Once you have read the entries, copy all of them exactly.
--- Records provided Enclosed Below ---
PR #35357, opened 2019-11-04
cmd/go/internal/modfetch: add GOINSECURE

witchard:
Enables insecure fetching of dependencies whos path matches those specified in
the enironment variable GOINSECURE.

Fixes #32966


witchard:
I think I have signed the CLA now.

Also, I was very confused about how the script tests work to actually test this - are there some pointers somewhere on how I would run a script test with a custom webserver (that isn't secure!)?

witchard:
@googlebot I signed it!

PR #35405, opened 2019-11-06
syscall: fix the wrong comment

tanin47:
The length is less than or equal to 3, not less than 3.


tanin47:
@googlebot I signed it!

tanin47:
Wait, I'm wrong. Sorry for the false alarm.

PR #35540, opened 2019-11-12
crypto/rand: detect biases in rand.Int(), clarify internals

paragonie-scott:
cc @FiloSottile


paragonie-scott:
A more comprehensive test would be to fill up an array of size N with M samples (where M >= X^2 * N) and ensure that every element in the array has at least X samples.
--- End of Enclosed Records provided ---
→ **Response**
PR #35357, opened 2019-11-04
cmd/go/internal/modfetch: add GOINSECURE

witchard:
Enables insecure fetching of dependencies whos path matches those specified in
the enironment variable GOINSECURE.

Fixes #32966


witchard:
I think I have signed the CLA now.

Also, I was very confused about how the script tests work to actually test this - are there some pointers somewhere on how I would run a script test with a custom webserver (that isn't secure!)?

witchard:
@googlebot I signed it!

PR #35405, opened 2019-11-06
syscall: fix the wrong comment

tanin47:
The length is less than or equal to 3, not less than 3.


tanin47:
@googlebot I signed it!

tanin47:
Wait, I'm wrong. Sorry for the false alarm.

PR #35540, opened 2019-11-12
crypto/rand: detect biases in rand.Int(), clarify internals

paragonie-scott:
cc @FiloSottile


paragonie-scott:
A more comprehensive test would be to fill up an array of size N with M samples (where M >= X^2 * N) and ensure that every element in the array has at least X samples.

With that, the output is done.